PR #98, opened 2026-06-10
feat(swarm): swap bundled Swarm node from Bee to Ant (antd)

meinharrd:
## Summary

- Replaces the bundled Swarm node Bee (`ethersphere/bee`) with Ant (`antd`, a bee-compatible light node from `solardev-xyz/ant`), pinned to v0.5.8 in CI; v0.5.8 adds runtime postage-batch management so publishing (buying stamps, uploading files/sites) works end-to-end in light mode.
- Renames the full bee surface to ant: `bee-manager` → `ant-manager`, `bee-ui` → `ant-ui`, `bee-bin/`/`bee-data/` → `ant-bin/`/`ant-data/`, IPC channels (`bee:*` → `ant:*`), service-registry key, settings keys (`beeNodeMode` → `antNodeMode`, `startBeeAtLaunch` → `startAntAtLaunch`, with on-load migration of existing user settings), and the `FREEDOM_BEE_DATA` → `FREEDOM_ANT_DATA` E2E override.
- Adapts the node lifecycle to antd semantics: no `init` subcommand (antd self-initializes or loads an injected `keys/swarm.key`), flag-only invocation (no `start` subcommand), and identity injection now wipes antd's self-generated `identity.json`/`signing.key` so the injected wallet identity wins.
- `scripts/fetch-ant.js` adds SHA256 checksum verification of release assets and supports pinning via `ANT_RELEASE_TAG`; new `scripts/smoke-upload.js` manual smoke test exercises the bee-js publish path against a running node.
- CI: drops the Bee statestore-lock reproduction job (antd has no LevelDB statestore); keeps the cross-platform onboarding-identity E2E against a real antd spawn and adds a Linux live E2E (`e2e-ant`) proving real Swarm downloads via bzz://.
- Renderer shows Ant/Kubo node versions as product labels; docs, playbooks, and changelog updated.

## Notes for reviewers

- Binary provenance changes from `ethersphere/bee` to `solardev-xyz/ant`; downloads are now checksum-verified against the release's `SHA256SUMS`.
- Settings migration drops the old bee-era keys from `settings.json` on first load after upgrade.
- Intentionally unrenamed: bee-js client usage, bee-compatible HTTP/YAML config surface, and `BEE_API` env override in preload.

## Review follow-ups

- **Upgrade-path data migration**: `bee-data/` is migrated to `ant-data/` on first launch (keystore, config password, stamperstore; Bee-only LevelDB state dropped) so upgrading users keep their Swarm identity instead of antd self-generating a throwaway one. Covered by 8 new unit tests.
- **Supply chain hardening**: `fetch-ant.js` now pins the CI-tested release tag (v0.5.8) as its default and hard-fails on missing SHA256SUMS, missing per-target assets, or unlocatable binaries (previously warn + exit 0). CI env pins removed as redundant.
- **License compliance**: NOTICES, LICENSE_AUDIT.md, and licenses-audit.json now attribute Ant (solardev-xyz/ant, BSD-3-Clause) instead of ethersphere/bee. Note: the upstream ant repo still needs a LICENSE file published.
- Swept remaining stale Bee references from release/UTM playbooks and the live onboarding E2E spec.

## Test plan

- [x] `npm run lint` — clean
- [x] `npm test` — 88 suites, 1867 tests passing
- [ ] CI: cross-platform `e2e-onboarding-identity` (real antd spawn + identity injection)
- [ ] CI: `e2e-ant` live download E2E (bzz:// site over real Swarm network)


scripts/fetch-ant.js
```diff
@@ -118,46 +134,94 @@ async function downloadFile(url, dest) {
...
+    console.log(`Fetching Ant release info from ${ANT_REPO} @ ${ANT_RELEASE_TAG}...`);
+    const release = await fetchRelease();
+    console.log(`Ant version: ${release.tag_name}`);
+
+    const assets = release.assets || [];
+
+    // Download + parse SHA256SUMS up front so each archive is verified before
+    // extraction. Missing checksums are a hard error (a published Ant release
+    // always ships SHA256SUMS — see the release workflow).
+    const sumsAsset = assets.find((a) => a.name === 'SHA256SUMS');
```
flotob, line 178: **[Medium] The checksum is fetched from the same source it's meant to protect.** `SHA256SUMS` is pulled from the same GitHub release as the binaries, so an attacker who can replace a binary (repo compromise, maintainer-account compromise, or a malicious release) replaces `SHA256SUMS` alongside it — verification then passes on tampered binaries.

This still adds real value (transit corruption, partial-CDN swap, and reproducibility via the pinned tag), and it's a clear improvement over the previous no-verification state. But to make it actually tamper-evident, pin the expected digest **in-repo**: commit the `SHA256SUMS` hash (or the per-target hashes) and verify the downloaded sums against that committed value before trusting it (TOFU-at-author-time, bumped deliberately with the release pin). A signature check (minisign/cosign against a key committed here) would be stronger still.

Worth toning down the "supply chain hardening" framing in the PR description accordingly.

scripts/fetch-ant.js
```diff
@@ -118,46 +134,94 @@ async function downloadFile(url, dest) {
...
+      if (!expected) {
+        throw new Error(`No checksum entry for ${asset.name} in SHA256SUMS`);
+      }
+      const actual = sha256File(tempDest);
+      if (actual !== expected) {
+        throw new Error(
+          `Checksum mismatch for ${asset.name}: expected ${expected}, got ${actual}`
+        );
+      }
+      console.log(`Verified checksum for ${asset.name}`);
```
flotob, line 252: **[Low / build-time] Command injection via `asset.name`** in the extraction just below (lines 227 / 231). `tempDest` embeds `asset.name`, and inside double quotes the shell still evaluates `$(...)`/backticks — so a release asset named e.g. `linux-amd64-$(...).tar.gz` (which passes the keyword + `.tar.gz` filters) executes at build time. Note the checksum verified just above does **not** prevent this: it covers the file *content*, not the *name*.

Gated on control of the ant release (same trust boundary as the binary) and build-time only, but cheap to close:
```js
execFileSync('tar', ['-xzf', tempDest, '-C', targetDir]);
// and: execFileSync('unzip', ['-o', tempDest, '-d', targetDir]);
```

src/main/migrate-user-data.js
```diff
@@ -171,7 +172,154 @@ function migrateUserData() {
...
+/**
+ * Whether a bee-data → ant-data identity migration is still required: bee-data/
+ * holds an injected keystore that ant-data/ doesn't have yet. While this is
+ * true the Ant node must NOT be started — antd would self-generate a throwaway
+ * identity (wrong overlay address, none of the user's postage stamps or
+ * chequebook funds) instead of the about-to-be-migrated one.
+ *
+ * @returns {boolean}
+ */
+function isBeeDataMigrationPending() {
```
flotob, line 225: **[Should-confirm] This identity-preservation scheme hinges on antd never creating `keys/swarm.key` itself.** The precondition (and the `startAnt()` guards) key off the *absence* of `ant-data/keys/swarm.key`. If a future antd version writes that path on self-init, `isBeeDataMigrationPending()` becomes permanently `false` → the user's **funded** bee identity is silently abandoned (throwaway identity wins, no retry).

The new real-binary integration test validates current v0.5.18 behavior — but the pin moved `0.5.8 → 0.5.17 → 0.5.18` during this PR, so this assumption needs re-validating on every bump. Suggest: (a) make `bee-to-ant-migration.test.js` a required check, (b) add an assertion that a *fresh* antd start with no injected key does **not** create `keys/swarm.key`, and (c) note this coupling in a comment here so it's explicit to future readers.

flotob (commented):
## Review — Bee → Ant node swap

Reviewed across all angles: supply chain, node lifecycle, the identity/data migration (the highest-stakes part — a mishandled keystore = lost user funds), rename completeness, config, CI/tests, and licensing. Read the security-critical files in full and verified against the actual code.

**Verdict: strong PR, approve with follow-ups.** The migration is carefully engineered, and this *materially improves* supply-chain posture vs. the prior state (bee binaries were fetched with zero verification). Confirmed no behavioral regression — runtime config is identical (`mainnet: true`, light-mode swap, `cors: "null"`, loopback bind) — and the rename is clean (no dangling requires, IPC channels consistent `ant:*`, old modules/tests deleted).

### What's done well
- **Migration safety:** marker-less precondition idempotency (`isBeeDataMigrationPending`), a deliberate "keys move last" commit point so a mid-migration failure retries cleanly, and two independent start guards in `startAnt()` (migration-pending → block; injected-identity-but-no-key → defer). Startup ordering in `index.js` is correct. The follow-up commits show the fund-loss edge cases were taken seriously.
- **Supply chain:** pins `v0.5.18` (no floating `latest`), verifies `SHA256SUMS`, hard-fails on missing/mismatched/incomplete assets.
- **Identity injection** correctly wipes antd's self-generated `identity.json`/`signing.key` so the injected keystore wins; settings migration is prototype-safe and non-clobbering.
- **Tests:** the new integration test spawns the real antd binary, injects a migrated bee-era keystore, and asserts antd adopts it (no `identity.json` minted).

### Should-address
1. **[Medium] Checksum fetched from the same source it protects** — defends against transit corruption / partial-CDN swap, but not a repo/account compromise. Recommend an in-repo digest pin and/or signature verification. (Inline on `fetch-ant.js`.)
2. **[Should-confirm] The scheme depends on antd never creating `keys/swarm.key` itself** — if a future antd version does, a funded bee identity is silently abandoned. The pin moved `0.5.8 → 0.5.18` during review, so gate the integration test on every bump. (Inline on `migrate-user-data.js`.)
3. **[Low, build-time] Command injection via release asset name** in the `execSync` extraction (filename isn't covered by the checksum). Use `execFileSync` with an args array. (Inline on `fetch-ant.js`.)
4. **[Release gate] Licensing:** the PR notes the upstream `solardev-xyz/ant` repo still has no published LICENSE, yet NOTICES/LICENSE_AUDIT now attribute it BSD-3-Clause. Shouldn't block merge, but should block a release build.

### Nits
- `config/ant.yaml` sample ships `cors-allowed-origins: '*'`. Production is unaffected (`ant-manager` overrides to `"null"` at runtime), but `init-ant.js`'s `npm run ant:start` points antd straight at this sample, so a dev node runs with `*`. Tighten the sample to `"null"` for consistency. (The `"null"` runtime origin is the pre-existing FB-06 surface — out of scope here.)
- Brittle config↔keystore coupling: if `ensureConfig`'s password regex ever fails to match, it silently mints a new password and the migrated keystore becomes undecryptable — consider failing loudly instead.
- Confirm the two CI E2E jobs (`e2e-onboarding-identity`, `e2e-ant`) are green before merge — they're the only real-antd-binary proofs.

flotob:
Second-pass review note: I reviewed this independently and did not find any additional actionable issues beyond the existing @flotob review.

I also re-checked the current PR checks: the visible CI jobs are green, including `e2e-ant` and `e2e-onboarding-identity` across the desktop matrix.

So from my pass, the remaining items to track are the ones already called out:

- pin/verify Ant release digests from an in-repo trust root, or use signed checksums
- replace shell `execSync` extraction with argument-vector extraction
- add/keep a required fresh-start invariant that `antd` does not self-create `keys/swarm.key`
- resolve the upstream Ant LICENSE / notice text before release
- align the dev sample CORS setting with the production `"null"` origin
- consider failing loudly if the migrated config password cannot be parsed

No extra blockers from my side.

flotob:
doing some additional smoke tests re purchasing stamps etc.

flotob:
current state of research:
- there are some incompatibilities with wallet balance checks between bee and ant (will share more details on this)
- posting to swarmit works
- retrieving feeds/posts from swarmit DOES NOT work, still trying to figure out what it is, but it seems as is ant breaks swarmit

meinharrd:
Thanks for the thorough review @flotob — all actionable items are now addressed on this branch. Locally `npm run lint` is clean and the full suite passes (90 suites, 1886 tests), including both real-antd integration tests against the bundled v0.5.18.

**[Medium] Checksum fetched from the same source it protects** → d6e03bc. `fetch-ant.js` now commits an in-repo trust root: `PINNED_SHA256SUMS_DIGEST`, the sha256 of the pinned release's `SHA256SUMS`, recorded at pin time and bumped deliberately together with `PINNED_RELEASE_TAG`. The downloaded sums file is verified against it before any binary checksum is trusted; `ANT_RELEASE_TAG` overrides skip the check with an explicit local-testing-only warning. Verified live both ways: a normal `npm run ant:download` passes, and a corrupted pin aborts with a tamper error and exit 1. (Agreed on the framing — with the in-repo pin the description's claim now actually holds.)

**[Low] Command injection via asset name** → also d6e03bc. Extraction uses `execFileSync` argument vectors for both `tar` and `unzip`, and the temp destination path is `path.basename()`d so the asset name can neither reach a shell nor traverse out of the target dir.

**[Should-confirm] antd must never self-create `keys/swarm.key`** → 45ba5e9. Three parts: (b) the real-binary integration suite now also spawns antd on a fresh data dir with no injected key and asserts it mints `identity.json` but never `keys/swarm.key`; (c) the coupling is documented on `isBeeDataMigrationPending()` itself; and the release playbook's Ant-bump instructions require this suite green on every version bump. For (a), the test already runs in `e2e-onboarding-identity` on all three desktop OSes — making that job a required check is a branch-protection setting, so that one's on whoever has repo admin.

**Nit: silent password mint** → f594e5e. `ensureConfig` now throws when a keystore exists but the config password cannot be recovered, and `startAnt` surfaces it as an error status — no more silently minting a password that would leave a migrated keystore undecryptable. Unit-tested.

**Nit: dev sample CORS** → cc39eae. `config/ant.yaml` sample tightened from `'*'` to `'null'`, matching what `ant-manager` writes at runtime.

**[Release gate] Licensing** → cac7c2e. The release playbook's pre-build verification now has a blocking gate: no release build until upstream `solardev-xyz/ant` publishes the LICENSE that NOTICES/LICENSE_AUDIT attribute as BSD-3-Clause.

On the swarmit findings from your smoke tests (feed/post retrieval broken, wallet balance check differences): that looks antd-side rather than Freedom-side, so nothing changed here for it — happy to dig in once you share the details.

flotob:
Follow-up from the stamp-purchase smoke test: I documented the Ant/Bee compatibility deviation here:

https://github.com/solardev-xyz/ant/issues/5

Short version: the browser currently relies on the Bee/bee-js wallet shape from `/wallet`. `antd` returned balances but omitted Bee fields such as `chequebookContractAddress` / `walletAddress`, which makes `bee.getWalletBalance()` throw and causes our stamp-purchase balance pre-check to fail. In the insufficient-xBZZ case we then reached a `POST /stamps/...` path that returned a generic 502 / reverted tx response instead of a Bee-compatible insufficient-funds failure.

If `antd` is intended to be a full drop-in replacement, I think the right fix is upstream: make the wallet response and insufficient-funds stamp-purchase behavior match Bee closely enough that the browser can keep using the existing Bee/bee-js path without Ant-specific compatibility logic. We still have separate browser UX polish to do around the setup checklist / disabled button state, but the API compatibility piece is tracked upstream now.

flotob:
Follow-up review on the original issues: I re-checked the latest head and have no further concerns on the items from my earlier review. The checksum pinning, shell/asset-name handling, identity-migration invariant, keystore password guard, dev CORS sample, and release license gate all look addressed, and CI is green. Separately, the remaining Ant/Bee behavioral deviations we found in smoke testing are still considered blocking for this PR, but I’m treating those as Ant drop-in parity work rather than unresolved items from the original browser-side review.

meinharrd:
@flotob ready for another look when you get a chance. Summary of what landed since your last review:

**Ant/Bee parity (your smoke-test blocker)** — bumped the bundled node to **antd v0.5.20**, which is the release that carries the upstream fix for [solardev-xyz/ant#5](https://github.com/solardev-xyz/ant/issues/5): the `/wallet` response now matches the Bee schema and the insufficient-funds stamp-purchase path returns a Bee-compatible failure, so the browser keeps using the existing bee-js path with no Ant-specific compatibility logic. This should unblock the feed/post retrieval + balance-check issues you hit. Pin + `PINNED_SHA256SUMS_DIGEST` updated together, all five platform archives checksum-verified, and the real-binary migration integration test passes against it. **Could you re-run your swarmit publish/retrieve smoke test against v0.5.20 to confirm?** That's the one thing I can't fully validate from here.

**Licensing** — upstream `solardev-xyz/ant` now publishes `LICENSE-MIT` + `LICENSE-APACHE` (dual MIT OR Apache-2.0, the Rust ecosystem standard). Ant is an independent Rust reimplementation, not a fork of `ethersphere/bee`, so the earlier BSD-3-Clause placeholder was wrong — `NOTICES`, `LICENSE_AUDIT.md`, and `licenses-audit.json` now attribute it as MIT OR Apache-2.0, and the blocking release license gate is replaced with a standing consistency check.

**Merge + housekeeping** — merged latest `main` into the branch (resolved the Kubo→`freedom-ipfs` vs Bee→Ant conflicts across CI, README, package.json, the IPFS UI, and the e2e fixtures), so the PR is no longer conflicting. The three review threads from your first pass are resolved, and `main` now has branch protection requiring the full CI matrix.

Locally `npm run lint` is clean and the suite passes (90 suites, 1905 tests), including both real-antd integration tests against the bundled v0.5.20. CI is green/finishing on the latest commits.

::::

[TASK OBJECTIVE]:
Look above for the line with "- **License compliance**: NOTICES, LICENSE_AUDIT.md, and" and the line with "- [ ] CI: cross-platform". Write out those two lines and all the lines between them, exactly, and no others.

[EXERCISE OUTPUT]:
- **License compliance**: NOTICES, LICENSE_AUDIT.md, and licenses-audit.json now attribute Ant (solardev-xyz/ant, BSD-3-Clause) instead of ethersphere/bee. Note: the upstream ant repo still needs a LICENSE file published.
- Swept remaining stale Bee references from release/UTM playbooks and the live onboarding E2E spec.

## Test plan

- [x] `npm run lint` — clean
- [x] `npm test` — 88 suites, 1867 tests passing
- [ ] CI: cross-platform `e2e-onboarding-identity` (real antd spawn + identity injection)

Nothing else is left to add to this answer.